■ Directions for this task: Everything from the first line of the records to the line containing "Attempted to add", inclusive, is to be extracted exactly, and nothing more.

■ Recorded information:
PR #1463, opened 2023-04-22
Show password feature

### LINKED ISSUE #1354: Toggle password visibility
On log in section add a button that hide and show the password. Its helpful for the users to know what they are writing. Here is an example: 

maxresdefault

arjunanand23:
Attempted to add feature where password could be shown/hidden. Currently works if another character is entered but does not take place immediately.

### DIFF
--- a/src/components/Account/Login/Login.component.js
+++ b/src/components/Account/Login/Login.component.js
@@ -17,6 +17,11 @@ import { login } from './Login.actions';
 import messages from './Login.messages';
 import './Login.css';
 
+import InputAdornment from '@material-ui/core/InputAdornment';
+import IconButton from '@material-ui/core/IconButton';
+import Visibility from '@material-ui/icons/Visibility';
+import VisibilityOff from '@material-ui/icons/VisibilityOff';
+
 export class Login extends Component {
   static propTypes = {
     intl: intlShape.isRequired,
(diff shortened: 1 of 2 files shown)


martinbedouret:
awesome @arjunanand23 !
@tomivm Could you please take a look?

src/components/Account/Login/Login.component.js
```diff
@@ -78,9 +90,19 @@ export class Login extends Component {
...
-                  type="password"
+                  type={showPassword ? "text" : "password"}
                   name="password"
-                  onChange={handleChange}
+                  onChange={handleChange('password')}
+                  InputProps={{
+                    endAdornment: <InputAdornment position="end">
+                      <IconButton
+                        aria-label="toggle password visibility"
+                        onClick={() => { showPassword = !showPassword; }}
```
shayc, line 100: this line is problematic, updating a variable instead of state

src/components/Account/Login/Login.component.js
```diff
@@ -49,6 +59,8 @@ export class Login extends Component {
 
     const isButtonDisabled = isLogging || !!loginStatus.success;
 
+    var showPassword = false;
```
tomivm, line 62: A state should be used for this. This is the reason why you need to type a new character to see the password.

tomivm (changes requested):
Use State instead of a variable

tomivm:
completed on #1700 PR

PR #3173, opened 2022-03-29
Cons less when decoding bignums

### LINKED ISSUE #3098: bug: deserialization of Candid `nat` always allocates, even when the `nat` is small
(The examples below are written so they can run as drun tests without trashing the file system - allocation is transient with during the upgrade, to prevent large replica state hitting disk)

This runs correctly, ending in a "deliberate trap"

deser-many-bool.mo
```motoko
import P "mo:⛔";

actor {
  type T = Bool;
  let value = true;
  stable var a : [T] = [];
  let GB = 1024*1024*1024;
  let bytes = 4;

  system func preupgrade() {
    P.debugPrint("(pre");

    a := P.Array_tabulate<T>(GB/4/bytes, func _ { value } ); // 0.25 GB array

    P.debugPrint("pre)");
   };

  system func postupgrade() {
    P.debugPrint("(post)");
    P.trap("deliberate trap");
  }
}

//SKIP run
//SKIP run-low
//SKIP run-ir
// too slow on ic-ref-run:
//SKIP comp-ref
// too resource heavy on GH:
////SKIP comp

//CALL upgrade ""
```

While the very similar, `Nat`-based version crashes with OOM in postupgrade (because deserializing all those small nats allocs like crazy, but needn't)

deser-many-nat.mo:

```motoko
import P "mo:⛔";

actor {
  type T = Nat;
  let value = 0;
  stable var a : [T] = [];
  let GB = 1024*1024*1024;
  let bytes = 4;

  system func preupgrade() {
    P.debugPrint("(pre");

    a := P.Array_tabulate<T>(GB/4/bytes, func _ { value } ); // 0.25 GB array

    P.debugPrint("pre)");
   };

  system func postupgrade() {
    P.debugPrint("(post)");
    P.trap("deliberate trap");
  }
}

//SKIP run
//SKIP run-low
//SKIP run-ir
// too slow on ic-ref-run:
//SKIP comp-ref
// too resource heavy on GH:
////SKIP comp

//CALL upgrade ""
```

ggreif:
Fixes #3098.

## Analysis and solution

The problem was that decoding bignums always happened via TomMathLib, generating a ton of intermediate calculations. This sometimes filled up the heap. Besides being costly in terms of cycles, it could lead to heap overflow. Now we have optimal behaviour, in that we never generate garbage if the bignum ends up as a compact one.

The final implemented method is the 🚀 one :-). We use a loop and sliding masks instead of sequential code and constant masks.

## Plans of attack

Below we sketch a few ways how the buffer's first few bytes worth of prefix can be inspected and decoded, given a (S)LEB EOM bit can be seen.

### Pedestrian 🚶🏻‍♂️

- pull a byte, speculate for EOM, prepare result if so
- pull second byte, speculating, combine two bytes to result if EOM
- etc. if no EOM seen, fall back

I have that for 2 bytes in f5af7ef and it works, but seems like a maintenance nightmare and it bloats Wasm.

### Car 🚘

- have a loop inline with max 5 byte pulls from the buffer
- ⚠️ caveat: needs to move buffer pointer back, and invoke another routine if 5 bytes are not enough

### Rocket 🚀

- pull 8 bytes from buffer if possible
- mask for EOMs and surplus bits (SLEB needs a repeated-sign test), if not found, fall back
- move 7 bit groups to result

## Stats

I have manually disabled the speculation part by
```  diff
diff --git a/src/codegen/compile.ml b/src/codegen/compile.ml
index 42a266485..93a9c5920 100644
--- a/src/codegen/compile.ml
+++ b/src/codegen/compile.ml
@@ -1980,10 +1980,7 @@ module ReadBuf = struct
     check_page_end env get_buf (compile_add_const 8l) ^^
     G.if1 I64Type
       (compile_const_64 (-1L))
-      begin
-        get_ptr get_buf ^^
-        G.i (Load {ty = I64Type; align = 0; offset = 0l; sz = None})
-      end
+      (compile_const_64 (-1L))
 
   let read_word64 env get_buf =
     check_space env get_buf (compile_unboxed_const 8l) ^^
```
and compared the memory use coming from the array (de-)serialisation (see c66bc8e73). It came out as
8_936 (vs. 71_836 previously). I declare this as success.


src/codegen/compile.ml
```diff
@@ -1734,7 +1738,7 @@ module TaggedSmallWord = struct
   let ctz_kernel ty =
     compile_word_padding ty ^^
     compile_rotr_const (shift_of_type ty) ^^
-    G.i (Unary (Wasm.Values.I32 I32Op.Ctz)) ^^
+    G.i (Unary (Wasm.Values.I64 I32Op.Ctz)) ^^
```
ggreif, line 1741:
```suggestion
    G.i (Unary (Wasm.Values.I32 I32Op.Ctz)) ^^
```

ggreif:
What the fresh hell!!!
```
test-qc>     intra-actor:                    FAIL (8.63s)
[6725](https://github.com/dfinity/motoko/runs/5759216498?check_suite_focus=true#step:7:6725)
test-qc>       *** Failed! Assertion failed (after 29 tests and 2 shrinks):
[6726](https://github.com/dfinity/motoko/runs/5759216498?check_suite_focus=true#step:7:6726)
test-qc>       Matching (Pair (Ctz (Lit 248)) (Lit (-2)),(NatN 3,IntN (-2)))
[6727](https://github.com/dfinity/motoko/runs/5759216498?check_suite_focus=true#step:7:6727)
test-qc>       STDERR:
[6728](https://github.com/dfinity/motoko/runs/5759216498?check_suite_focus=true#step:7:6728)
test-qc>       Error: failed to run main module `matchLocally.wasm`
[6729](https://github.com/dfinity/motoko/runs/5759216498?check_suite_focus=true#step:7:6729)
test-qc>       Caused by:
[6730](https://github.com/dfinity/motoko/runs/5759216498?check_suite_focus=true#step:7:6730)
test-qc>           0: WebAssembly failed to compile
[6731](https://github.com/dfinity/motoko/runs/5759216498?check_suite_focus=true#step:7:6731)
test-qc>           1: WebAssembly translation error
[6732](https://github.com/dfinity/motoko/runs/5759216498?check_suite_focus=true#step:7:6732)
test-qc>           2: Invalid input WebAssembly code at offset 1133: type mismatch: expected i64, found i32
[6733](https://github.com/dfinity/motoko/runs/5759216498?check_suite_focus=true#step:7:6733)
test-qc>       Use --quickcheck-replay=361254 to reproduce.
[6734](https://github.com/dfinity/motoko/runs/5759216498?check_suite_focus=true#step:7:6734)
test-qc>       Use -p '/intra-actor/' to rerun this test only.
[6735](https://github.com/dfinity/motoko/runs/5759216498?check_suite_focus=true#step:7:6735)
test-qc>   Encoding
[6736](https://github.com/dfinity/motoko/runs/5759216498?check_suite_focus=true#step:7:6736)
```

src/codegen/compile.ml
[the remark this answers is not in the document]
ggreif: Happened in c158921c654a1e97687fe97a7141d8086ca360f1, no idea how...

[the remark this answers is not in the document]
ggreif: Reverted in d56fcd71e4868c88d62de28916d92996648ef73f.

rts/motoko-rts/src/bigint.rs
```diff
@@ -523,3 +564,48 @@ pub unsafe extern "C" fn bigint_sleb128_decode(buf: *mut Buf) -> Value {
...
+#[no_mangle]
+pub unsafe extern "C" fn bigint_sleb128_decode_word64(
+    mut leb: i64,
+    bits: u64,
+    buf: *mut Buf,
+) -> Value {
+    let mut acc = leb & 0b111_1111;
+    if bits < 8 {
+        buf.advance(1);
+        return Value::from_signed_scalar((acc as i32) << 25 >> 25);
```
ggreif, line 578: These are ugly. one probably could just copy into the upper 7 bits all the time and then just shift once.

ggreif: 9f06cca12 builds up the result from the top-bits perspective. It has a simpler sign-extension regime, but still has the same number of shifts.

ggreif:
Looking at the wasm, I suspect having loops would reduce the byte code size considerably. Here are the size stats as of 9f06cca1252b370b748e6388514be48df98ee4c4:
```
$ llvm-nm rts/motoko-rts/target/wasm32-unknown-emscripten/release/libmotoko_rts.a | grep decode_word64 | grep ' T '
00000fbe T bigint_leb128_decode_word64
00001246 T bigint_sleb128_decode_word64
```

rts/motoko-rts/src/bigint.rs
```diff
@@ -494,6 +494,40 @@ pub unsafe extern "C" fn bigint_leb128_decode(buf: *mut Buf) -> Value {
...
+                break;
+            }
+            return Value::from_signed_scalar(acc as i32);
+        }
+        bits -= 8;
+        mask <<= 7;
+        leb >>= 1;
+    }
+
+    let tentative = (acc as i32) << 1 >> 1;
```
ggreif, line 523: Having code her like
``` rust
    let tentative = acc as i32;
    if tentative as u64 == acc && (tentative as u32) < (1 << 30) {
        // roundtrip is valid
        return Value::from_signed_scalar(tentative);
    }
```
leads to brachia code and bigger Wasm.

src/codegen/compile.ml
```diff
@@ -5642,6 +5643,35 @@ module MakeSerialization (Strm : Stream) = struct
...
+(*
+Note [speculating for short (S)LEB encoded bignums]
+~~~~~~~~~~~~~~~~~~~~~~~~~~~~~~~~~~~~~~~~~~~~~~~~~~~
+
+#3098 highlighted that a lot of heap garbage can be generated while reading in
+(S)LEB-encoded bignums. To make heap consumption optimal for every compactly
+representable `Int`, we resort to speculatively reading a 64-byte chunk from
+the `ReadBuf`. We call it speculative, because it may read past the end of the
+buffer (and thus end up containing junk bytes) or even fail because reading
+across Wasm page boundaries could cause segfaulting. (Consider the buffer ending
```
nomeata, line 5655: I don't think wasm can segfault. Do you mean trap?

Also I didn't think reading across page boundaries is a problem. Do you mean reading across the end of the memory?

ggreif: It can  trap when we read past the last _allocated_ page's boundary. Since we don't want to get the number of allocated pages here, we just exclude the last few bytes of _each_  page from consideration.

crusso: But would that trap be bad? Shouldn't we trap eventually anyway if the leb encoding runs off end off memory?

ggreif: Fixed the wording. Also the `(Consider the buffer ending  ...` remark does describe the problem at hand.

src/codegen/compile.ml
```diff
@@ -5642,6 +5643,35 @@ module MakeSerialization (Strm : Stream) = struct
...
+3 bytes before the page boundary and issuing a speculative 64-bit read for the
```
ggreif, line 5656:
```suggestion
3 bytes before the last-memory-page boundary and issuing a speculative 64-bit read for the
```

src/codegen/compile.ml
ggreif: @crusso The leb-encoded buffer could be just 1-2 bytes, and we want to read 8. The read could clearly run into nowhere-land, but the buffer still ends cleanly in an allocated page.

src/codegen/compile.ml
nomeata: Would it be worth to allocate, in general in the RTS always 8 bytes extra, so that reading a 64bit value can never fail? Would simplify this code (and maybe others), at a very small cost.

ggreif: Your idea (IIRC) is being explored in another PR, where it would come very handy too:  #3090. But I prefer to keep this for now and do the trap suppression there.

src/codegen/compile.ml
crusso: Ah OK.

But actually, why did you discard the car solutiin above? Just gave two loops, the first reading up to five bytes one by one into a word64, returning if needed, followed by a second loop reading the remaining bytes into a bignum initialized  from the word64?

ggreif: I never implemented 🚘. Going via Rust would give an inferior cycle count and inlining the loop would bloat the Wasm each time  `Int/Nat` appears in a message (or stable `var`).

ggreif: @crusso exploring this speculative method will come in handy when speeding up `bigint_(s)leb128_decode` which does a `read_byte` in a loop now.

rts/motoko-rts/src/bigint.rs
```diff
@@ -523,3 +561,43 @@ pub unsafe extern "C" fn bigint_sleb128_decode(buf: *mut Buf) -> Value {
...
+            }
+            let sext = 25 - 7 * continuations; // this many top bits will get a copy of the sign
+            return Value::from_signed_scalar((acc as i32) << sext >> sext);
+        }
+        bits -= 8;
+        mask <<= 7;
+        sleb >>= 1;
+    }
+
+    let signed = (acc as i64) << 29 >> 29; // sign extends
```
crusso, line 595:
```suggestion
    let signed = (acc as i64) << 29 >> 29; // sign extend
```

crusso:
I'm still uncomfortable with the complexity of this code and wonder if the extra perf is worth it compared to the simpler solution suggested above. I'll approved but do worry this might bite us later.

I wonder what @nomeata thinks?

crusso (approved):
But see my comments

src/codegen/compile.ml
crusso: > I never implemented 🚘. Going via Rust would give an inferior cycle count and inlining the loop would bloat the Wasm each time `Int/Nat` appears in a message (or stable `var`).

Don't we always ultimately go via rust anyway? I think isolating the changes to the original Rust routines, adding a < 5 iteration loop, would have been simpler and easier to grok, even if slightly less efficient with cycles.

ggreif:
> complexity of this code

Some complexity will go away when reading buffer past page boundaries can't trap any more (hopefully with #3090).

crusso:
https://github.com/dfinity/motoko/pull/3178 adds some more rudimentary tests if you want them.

■ Expected answer:
PR #1463, opened 2023-04-22
Show password feature

### LINKED ISSUE #1354: Toggle password visibility
On log in section add a button that hide and show the password. Its helpful for the users to know what they are writing. Here is an example: 

maxresdefault

arjunanand23:
Attempted to add feature where password could be shown/hidden. Currently works if another character is entered but does not take place immediately.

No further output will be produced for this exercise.